Why care about industry benchmarks? Because it provides your business with insights and a guide for future improvement and growth.

In this era of increased competition, shrinking ASPs, higher cost-of-goods, and squeezed margins, owners of hearing healthcare practices need to pay more attention than ever to their business efficiencies, sources of new patients, marketing spend, and strategies regarding third-party payers. Overall, this PBS shows there are ample opportunities for growing a hearing healthcare business for those HCPs who are willing to analyze the data and ask more profound questions than “Why should I care?”

Although a practice benchmark study (PBS) may not be at the top of your summer reading list, it does present several opportunities for strategic hearing care professionals (HCPs) to gain insights into growing a practice and differentiating themselves from the competition. PBS analysis provides more than a mere snapshot of your peers’ businesses; the data serves as “informational fuel” for your practice, helping you to prioritize goals and identify potential gaps in your business.

In last year’s PBS,1 we focused on turning key findings into action items to help you compete and win. This article renews its focus on analysis over summary. After all, data from a PBS is perhaps most useful when it goes beyond a mere summary of key findings and succeeds in answering the question: Why should I care?

The goal of this article is to help you find relevance and meaning simply by answering that question.

Background on this PBS

American Opinion Research was commissioned to conduct a survey on business practices from July to September 2014. Like previous benchmark studies, information obtained was based on 18 months of historical data—in this case January 2013 through June 2014.
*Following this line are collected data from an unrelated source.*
PR #1300, opened 2026-05-18
Fix: added support for datacenter, combined query

### LINKED ISSUE #599: nomad-apm: add support to group nodes by datacenter

ritesh-harihar:
[JIRA ISSUE](https://hashicorp.atlassian.net/browse/NMD-1394)

**_Previous PR:_** https://github.com/hashicorp/nomad-autoscaler/pull/1291

**_Problem_**

When writing a cluster scaling policy, operators could only filter nodes by node_class:

```
target "aws-asg" {
  node_class = "hashistack"    
  node_drain_deadline = "5m"
}
```

There was no way to filter by datacenter or node_pool. Setting either was silently ignored — the autoscaler would include all nodes regardless, producing incorrect resource totals and wrong scaling decisions.

**_Solution_**

Operators can now use datacenter and node_pool in the target block, individually or combined:

# Filter by datacenter
```
target "aws-asg" {
  datacenter = "us-east-1"
  node_drain_deadline = "5m"
}
```

# Filter by node_pool
```
target "aws-asg" {
  node_pool = "gpu"
  node_drain_deadline = "5m"
}
```

# Filter by both (AND logic — only nodes matching ALL keys)
```
target "aws-asg" {
  node_class = "hashistack"
  datacenter = "us-east-1"
  node_drain_deadline = "5m"
}
```

# Before (only node_class worked)
Policy target config | Internal query generated | Result
-- | -- | --
node_class = "hashistack" | node_percentage-allocated_memory/hashistack/class | Correct — filters by class
datacenter = "dc1" | Ignored — no query expansion, falls through to unfiltered | Returns ALL nodes
node_class = "hashistack" + datacenter = "dc1" | node_percentage-allocated_memory/hashistack/class | Only filters by class, ignores datacenter
node_pool = "gpu" | Ignored | Returns ALL nodes

# After (all keys supported)
Policy target config | Internal query generated | Result
-- | -- | --
node_class = "hashistack" | node_percentage-allocated_memory/node_class=hashistack | Same behavior
datacenter = "dc1" | node_percentage-allocated_memory/datacenter=dc1 | Now filters by datacenter
node_class = "hashistack" + datacenter = "dc1" | node_percentage-allocated_memory/node_class=hashistack,datacenter=dc1 | AND logic — only nodes matching both
node_pool = "gpu" | node_percentage-allocated_memory/node_pool=gpu | Now filters by node_pool
node_class = "hashistack" + datacenter = "dc1" + node_pool = "gpu" | node_percentage-allocated_memory/node_class=hashistack,datacenter=dc1,node_pool=gpu | AND — all three must match

# Old long-form queries are not supported now

Old format | Output
-- | --
node_percentage-allocated_memory/hashistack/class  | ERROR: invalid pool identifier "hashistack/class": expected key=value

The key change: old format used /value/key, new format uses /key=value (with , for combining multiple keys).

**_Data Flow Summary:_**
```
HCL target config
  → IsNodePoolTarget()          [sdk/policy.go — checks node_class || datacenter || node_pool]
  → CanonicalizeAPMQuery()      [policy/policy.go — builds "node_<op>_<metric>/key=url.QueryEscape(val),key=val"]
  → APM plugin: parseNodePoolQuery()  [node.go — splits on "," then "=", url.QueryUnescape, creates identifiers]
  → getPoolResources()          [node.go — filters nodes via ClusterNodePoolIdentifierList.IsPoolMember (AND logic)]
```

**_Testing:_**
<details>

1) client1 -> cpu_total_compute = 2000, memory_total_mb = 2048 2) client2 -> cpu_total_compute = 4000, memory_total_mb = 4096 3) client3 -> cpu_total_compute = 8000, memory_total_mb = 8192

Screenshot 2026-05-18 at 10 49 35 AM

```
> 2026-05-21T18:50:33.019+0530 [DEBUG] internal_plugin.nomad-apm: collected node pool resource data: query=node_percentage-allocated_cpu/datacenter=dc2 allocated_cpu=0 allocated_memory=0 allocatable_cpu=8000 allocatable_memory=8192
> 2026-05-21T18:50:33.019+0530 [DEBUG] internal_plugin.nomad-apm: collected node pool resource data: query="node_percentage-allocated_memory/node_class=hashistack,datacenter=dc1" allocated_cpu=0 allocated_memory=0 allocatable_cpu=2000 allocatable_memory=2048
> 2026-05-21T18:50:33.020+0530 [DEBUG] internal_plugin.nomad-apm: collected node pool resource data: query=node_percentage-allocated_memory/datacenter=dc1 allocated_cpu=10 allocated_memory=12 allocatable_cpu=6000 allocatable_memory=6144
> 2026-05-21T18:50:33.020+0530 [DEBUG] internal_plugin.nomad-apm: collected node pool resource data: query=node_percentage-allocated_cpu/node_class=hashistack allocated_cpu=0 allocated_memory=0 allocatable_cpu=10000 allocatable_memory=10240
```

Screenshot 2026-05-21 at 7 15 40 PM

-

</details>

### DIFF
--- a/plugins/builtin/apm/nomad/plugin/node.go
+++ b/plugins/builtin/apm/nomad/plugin/node.go
@@ -180,6 +180,10 @@ func (a *APMPlugin) getNodeAllocatedResources(client *api.Client, nodeID string,
 	return nil
 }
 
+// parseNodePoolQuery decodes a node pool query in the internal wire format:
+// node_<op>_<metric>/key1=val1[,key2=val2...]
+//
+// The inverse operation is formatNodePoolQuery in policy/policy.go.
 func parseNodePoolQuery(q string) (*nodePoolQuery, error) {
 
 	// Split into query prefix and pool identifier part.
--- a/plugins/builtin/apm/nomad/plugin/node.go
+++ b/plugins/builtin/apm/nomad/plugin/node.go
@@ -6,6 +6,7 @@ package plugin
 import (
 	"errors"
 	"fmt"
+	"net/url"
 	"strings"
 	"time"
 
@@ -18,9 +19,9 @@ import (
 // nodePoolQuery is the plugins internal representation of a query and contains
 // all the information needed to perform a Nomad APM query for a node pool.
 type nodePoolQuery struct {
-	metric         string
-	poolIdentifier nodepool.ClusterNodePoolIdentifier
-	operation      string
+	metric    string
+	poolIDs   nodepool.ClusterNodePoolIdentifierList
+	operation string
 }
 
 type nodePoolResources struct {
@@ -46,11 +47,12 @@ func (a *APMPlugin) queryNodePool(q string) (sdk.TimestampedMetrics, error) {
 	a.logger.Debug("performing node pool APM query", "query", q)
 
 	// Identify the resource available and consumed within the target pool.
-	resources, err := a.getPoolResources(query.poolIdentifier)
+	resources, err := a.getPoolResources(query.poolIDs)
 	if err != nil {
 		return nil, err
 	}
 	a.logger.Debug("collected node pool resource data",
+		"query", q,
 		"allocated_cpu", resources.allocated.cpu, "allocated_memory", resources.allocated.mem,
 		"allocatable_cpu", resources.allocatable.cpu, "allocatable_memory", resources.allocatable.mem)
 
@@ -82,7 +84,7 @@ func (a *APMPlugin) queryNodePool(q string) (sdk.TimestampedMetrics, error) {
 // specified node pool. Any error in calling the Nomad API for details will
 // result in an error. This is because with missing data, we cannot reliably
 // make calculations.
-func (a *APMPlugin) getPoolResources(id nodepool.ClusterNodePoolIdentifier) (*nodePoolResources, error) {
+func (a *APMPlugin) getPoolResources(ids nodepool.ClusterNodePoolIdentifierList) (*nodePoolResources, error) {
 
 	client, config := a.getClientAndConfigSnapshot()
 	if client == nil {
@@ -101,7 +103,7 @@ func (a *APMPlugin) getPoolResources(id nodepool.ClusterNodePoolIdentifier) (*no
 
 	// Perform our node filtering so we are left with a list of nodes that form
 	// our pool and that are in the correct state.
-	nodePoolList, err := scaleutils.FilterNodesWithOptions(nodes, id.IsPoolMember, filterOpts)
+	nodePoolList, err := scaleutils.FilterNodesWithOptions(nodes, ids.IsPoolMember, filterOpts)
 	if err != nil {
 		return nil, fmt.Errorf("failed to identify nodes within pool: %v", err)
 	}
@@ -180,13 +182,36 @@ func (a *APMPlugin) getNodeAllocatedResources(client *api.Client, nodeID string,
 
 func parseNodePoolQuery(q string) (*nodePoolQuery, error) {
 
-	mainParts := strings.SplitN(q, "/", 3)
-	if len(mainParts) != 3 {
-		return nil, fmt.Errorf("expected <query>/<pool_identifier_value>/<pool_identifier_key>, received %s", q)
+	// Split into query prefix and pool identifier part.
+	mainParts := strings.SplitN(q, "/", 2)
+	if len(mainParts) != 2 || mainParts[1] == "" {
+		return nil, fmt.Errorf("expected <query>/<key>=<value>[,<key>=<value>...], received %q", q)
 	}
 
-	query := nodePoolQuery{
-		poolIdentifier: nodepool.NewNodeClassPoolIdentifier(mainParts[1]),
+	var query nodePoolQuery
+
+	// Parse the combined format: key1=val1[,key2=val2...]
+	for _, pair := range strings.Split(mainParts[1], ",") {
+		kv := strings.SplitN(pair, "=", 2)
+		if len(kv) != 2 || kv[0] == "" || kv[1] == "" {
+			return nil, fmt.Errorf("invalid pool identifier %q: expected key=value", pair)
+		}
+
+		value, err := url.QueryUnescape(kv[1])
+		if err != nil {
+			return nil, fmt.Errorf("failed to decode value in %q: %v", pair, err)
+		}
+
+		switch kv[0] {
+		case sdk.TargetConfigKeyClass:
+			query.poolIDs = append(query.poolIDs, nodepool.NewNodeClassPoolIdentifier(value))
+		case sdk.TargetConfigKeyDatacenter:
+			query.poolIDs = append(query.poolIDs, nodepool.NewNodeDatacenterPoolIdentifier(value))
+		case sdk.TargetConfigKeyNodePool:
+			query.poolIDs = append(query.poolIDs, nodepool.NewNodePoolClusterPoolIdentifier(value))
+		default:
+			return nil, fmt.Errorf("unknown pool key %q: must be node_class, datacenter, or node_pool", kv[0])
+		}
 	}
 
 	opMetricParts := strings.SplitN(mainParts[0], "_", 3)
--- a/policy/policy.go
+++ b/policy/policy.go
@@ -85,11 +85,15 @@ func (pr *Processor) ValidatePolicy(p *sdk.ScalingPolicy) error {
 
 	// Validate that Nomad APM queries for node pool targets use the short format.
 	// Long-form queries are internal only and must not be written by operators.
-	if p.Target != nil && p.Target.IsNodePoolTarget() {
-		for _, c := range p.Checks {
-			if c == nil {
-				continue
-			}
+	isNodePool := p.Target != nil && p.Target.IsNodePoolTarget()
+
+	for _, c := range p.Checks {
+		if c == nil {
+			continue
+		}
+
+		// Node pool APM query format validation.
+		if isNodePool {
 			source := c.Source
 			if source == "" {
 				source = plugins.InternalAPMNomad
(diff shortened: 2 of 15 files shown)


plugins/builtin/apm/nomad/plugin/node.go
```diff
@@ -180,13 +182,36 @@ func (a *APMPlugin) getNodeAllocatedResources(client *api.Client, nodeID string,
 
 func parseNodePoolQuery(q string) (*nodePoolQuery, error) {
 
-	mainParts := strings.SplitN(q, "/", 3)
-	if len(mainParts) != 3 {
-		return nil, fmt.Errorf("expected <query>/<pool_identifier_value>/<pool_identifier_key>, received %s", q)
+	// Split into query prefix and pool identifier part.
+	mainParts := strings.SplitN(q, "/", 2)
```
ritesh-harihar, line 190: parseNodePoolQuery() splits on` ,`  then `=` ,  applies url.QueryUnescape() to values, builds ClusterNodePoolIdentifierList for multi-key AND filtering

policy/policy.go
```diff
@@ -82,6 +83,25 @@ func (pr *Processor) ValidatePolicy(p *sdk.ScalingPolicy) error {
 		mErr = multierror.Append(mErr, errors.New("policy Min must not be greater Max"))
 	}
 
+	// Validate that Nomad APM queries for node pool targets use the short format.
+	// Long-form queries are internal only and must not be written by operators.
+	if p.Target != nil && p.Target.IsNodePoolTarget() {
```
ritesh-harihar: This block rejects any longform query (containing `/ `) for Nomad APM checks on node pool targets — operators must only write short-form queries.

sdk/helper/scaleutils/nodepool/nodepool.go
```diff
@@ -46,12 +47,21 @@ func NewClusterNodePoolIdentifier(cfg map[string]string) (ClusterNodePoolIdentif
...
 	}
+	return ids, nil
+}
+
+// Deprecated: Use NewClusterNodePoolIdentifierList for multi-key AND filtering.
+// NewClusterNodePoolIdentifier returns a single ClusterNodePoolIdentifier from
+// the provided configuration. For backward compatibility, if multiple keys are
+// present only the first recognized identifier is returned.
+// TODO: Remove this function in next Release.
+func NewClusterNodePoolIdentifier(cfg map[string]string) (ClusterNodePoolIdentifier, error) {
```
ritesh-harihar, line 61: Config passed | ids[0] returned | Behavior
-- | -- | --
{"node_class": "hashistack"} | classIdentifier | Filters by class only  (same as old)
{"datacenter": "dc1"} | dcIdentifier | Filters by datacenter only 
{"node_pool": "prod"} | poolIdentifier | Filters by node_pool only 
{"node_class": "hashistack", "datacenter": "dc1"} | classIdentifier | Filters by class only (datacenter ignored — same as old)
{"node_class": "hashistack", "datacenter": "dc1", "node_pool": "prod"} | classIdentifier | Filters by class only (dc + pool ignored — same as old)
{"datacenter": "dc1", "node_pool": "prod"} | dcIdentifier | Filters by datacenter only (pool ignored)
{} (empty) | error | "node pool identification method required" ✓ (same as old)

sdk/helper/scaleutils/nodepool/combined_deprecated.go
```diff
@@ -0,0 +1,78 @@
+// Copyright IBM Corp. 2020, 2026
+// SPDX-License-Identifier: MPL-2.0
+// This file contains a deprecated implementation of a combined ClusterNodePoolIdentifier 
+// It is retained for backward compatibility with existing code that uses this implementation
+// TODO: Remove this file and all references in next Release.
```
ritesh-harihar, line 5: Re-added `NewCombinedClusterPoolIdentifier` and `NewClusterNodePoolIdentifier `as
deprecated wrappers in standalone files (combined_deprecated.go, combined_deprecated_test.go) so external plugin authors continue to compile without changes while they migrate to `ClusterNodePoolIdentifierList`.

Intentionally kept decoupled from the new `ClusterNodePoolIdentifierList` flow. I considered an alternative approach of delegating internally to ClusterNodePoolIdentifierList but the coupling would make future removal harder. As standalone files, removal in a later release is a clean with no effects on the rest of the codebase.

policy/policy.go
```diff
@@ -82,6 +83,25 @@ func (pr *Processor) ValidatePolicy(p *sdk.ScalingPolicy) error {
...
+		for _, c := range p.Checks {
+			if c == nil {
+				continue
```
tehut: I noticed that we're ranging over the same checks twice. I see how the really opinionated checks on lns 105 & 106 might have made you want to just slide your loop in above it but I think the right move would be to put your query validation in the loop first.

policy/policy.go
tehut: I know you didn't write this section but it would make the function easier to extend to rewrite this so that we execute the validation when QueryInstant is true, & when Strategy.Name == plugins.InternalStrategyThreshold.

That will make the code easier to reason about and prevent other people from feeling compelled to do separate iterations over this section of config.

sdk/helper/scaleutils/nodepool/nodepool_test.go
```diff
@@ -7,88 +7,140 @@ import (
 	"errors"
 	"testing"
 
+	"github.com/shoenig/test/must"
 	"github.com/stretchr/testify/assert"
 )
 
-func Test_NewClusterNodePoolIdentifier(t *testing.T) {
```
tehut, line 13: If we're keeping this function for backwards compatibility in nodepool.go we should keep the test unchanged and make new tests for Test_NewClusterNodePoolIdentifierList.

sdk/helper/scaleutils/nodepool/nodepool.go
```diff
@@ -46,12 +47,21 @@ func NewClusterNodePoolIdentifier(cfg map[string]string) (ClusterNodePoolIdentif
...
 	}
 
-	switch len(ids) {
-	case 0:
+	if len(ids) == 0 {
 		return nil, fmt.Errorf("node pool identification method required")
-	case 1:
-		return ids[0], nil
-	default:
-		return NewCombinedClusterPoolIdentifier(ids, CombinedClusterPoolIdentifierAnd), nil
```
tehut, line 55: this case looks like it's been dropped

sdk/helper/scaleutils/nodepool/nodepool.go
```diff
@@ -46,12 +47,21 @@ func NewClusterNodePoolIdentifier(cfg map[string]string) (ClusterNodePoolIdentif
...
 	}
+	return ids, nil
+}
+
+// Deprecated: Use NewClusterNodePoolIdentifierList for multi-key AND filtering.
+// NewClusterNodePoolIdentifier returns a single ClusterNodePoolIdentifier from
+// the provided configuration. For backward compatibility, if multiple keys are
+// present only the first recognized identifier is returned.
```
tehut: I don't think this is doing the same thing as the original version of the function. If we're deprecating it, why change it?

policy/policy.go
```diff
@@ -167,12 +186,16 @@ func (pr *Processor) CanonicalizeAPMQuery(c *sdk.ScalingPolicyCheck, t *sdk.Scal
 	}
 
 	// If the target is a Nomad client node pool, format the query in the
-	// expected manner. Once the autoscaler supports more than just class
-	// identification of pools this func and logic will need to be updated. For
-	// now keep it simple.
+	// combined format: node_<op>_<metric>/key1=val1,key2=val2
```
tehut: It took me a bit to find where this encoding was happening. I think it would be easier to find this if it were split into a small private function that cannonicalize can call. 

That way you can reference the new function in a doccomment on parseNodePoolQuery and vice versa.

sdk/helper/scaleutils/cluster.go
```diff
@@ -224,11 +224,11 @@ func (c *ClusterScaleUtils) IdentifyScaleInNodes(cfg map[string]string, num int)
 
 func (c *ClusterScaleUtils) identifyEligibleScaleInNodes(cfg map[string]string) ([]*api.NodeListStub, error) {
 
-	poolID, err := nodepool.NewClusterNodePoolIdentifier(cfg)
+	ids, err := nodepool.NewClusterNodePoolIdentifierList(cfg)
 	if err != nil {
 		return nil, err
 	}
-	c.log.Debug("performing node pool filtering", poolID.Key(), poolID.Value())
+	c.log.Debug("performing node pool filtering", "identifiers", fmt.Sprintf("%v", ids))
```
tehut: What does the slice of structs type look like as a `"%v"`?  My instinct says it might get displayed as a pointer value since it's a slice.

Something @gulducat reminded me recently is that you can add a `String()` method to a struct you define and then the fmt package will use your method when called.

https://www.zetcode.com/golang/fmt-stringer-interface/

sdk/helper/scaleutils/cluster.go
```diff
@@ -275,7 +275,7 @@ func (c *ClusterScaleUtils) identifyEligibleScaleInNodes(cfg map[string]string)
 
 	// Ensure we have not filtered out all the available nodes.
 	if len(filteredNodes) == 0 {
-		return nil, fmt.Errorf("no nodes unfiltered for %s with value %s", poolID.Key(), poolID.Value())
+		return nil, fmt.Errorf("no nodes unfiltered for pool identifiers %v", ids)
```
tehut: same as above `"%v"` on a slice will likely drop information

tehut (changes requested):
Overall, this looks really good. I didn't get too deep into tests but have some questions about backwards compatibility and a bit of clean up in the validation and canonicalization functions

sdk/helper/scaleutils/cluster.go
ritesh-harihar: Added string() method.

sdk/helper/scaleutils/nodepool/nodepool.go
ritesh-harihar: yeah. we can keep the original version.

sdk/helper/scaleutils/nodepool/nodepool.go
ritesh-harihar: Got re-added in the original version `NewCombinedClusterPoolIdentifier()`

ritesh-harihar:
@tehut I have resolved the requested changes.

tehut (approved):
thanks!

hashi-divyansh:
I think these new additions require documentation updates. @ritesh-harihar ?

ritesh-harihar:
> I think these new additions require documentation updates. @ritesh-harihar ?

Yes. will update. Docs PR Link:  https://github.com/hashicorp/web-unified-docs/pull/2574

Respondents included practices from 261 locations across the United States, and questions ranged from practice demographics and financial metrics to staffing and marketing. New topics investigated this year included the growing impact of national/Big Box retailers (eg, Costco), third-party payers (eg, insurance companies), online lead-generation of referral programs, social media, and the Affordable Care Act.

Finding 1: Total adjusted gross revenue, cost of goods sold (COGS), and total units sold have all increased.

Why should I care? The survey’s financial findings are consistent with other industry data that suggests HCPs are selling more hearing aids, with receiver-in-canal (RIC) instruments continuing to dominate sales.2 Average cost of goods (COGS) increased by $62,585 due to a higher technology mix and units (40% COG), while total units sold increased 50% and total revenue soared by nearly 35%.

Table 1.

Table 1. Comparison of mean total adjusted gross revenue, COGS and total units sold for 2012 vs. 2013.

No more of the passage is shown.